Saved entries:
[Start of Attachment]

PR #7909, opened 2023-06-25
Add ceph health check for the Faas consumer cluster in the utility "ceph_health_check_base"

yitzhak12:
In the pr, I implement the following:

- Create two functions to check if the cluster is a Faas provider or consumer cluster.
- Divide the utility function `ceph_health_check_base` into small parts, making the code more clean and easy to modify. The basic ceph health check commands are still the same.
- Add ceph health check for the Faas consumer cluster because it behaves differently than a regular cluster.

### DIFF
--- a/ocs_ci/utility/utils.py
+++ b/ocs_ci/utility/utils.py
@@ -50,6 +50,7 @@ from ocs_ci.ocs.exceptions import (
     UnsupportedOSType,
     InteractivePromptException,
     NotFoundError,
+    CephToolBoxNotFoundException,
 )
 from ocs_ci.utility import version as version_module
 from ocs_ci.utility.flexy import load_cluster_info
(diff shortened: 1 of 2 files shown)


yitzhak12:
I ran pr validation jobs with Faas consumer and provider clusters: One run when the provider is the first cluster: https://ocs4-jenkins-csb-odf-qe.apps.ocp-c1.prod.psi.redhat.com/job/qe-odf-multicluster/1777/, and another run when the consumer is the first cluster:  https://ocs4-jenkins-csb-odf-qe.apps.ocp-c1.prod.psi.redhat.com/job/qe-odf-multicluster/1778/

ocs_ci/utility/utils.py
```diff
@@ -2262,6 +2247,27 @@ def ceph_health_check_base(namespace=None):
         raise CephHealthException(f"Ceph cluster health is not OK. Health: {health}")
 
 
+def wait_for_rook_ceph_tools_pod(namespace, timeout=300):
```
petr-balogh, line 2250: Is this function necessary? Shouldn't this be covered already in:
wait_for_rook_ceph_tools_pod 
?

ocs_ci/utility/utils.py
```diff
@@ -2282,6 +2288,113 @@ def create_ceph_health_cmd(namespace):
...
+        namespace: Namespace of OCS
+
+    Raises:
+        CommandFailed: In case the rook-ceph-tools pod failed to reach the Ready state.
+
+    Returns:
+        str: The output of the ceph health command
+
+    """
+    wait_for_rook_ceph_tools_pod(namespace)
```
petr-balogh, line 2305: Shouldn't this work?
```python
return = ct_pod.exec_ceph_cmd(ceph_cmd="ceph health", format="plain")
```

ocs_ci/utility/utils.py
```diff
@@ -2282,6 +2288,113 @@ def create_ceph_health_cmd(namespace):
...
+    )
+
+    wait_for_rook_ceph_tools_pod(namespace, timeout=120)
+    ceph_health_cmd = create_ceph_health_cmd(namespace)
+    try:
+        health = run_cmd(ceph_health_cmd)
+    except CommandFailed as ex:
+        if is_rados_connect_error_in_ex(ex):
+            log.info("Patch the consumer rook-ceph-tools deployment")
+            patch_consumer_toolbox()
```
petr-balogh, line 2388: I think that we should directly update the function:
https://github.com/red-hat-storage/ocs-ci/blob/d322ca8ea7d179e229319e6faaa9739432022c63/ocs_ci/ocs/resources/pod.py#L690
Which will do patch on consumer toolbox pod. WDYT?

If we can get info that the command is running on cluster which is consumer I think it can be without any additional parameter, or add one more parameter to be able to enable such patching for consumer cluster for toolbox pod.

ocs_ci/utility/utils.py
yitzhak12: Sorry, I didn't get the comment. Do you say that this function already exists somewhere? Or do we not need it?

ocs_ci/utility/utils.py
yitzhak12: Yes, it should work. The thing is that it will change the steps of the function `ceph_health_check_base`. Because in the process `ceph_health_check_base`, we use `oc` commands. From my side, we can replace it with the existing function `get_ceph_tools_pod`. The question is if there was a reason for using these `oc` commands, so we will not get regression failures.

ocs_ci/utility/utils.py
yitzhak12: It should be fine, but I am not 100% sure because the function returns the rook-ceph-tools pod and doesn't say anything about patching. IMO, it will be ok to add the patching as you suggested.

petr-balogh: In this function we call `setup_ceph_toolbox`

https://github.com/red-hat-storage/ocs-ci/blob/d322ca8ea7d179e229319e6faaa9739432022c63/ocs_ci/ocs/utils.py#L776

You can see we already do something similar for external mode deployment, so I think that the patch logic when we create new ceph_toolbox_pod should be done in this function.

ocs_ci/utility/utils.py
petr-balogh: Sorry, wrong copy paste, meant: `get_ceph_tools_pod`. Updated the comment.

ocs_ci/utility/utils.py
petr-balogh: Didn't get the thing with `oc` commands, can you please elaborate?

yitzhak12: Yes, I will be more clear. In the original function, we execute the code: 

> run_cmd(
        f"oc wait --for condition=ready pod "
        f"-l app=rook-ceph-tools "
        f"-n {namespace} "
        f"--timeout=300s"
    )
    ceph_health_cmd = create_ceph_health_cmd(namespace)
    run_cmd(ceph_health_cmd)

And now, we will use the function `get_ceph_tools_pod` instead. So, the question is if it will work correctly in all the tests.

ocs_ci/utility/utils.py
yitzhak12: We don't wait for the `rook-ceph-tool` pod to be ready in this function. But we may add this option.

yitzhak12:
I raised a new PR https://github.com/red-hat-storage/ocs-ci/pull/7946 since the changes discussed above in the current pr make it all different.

[End of Attachment]

(Your objective) Find the word "think" in the entries, then copy out every line that has it.

(Output of the exercise)
petr-balogh, line 2388: I think that we should directly update the function:
If we can get info that the command is running on cluster which is consumer I think it can be without any additional parameter, or add one more parameter to be able to enable such patching for consumer cluster for toolbox pod.
You can see we already do something similar for external mode deployment, so I think that the patch logic when we create new ceph_toolbox_pod should be done in this function.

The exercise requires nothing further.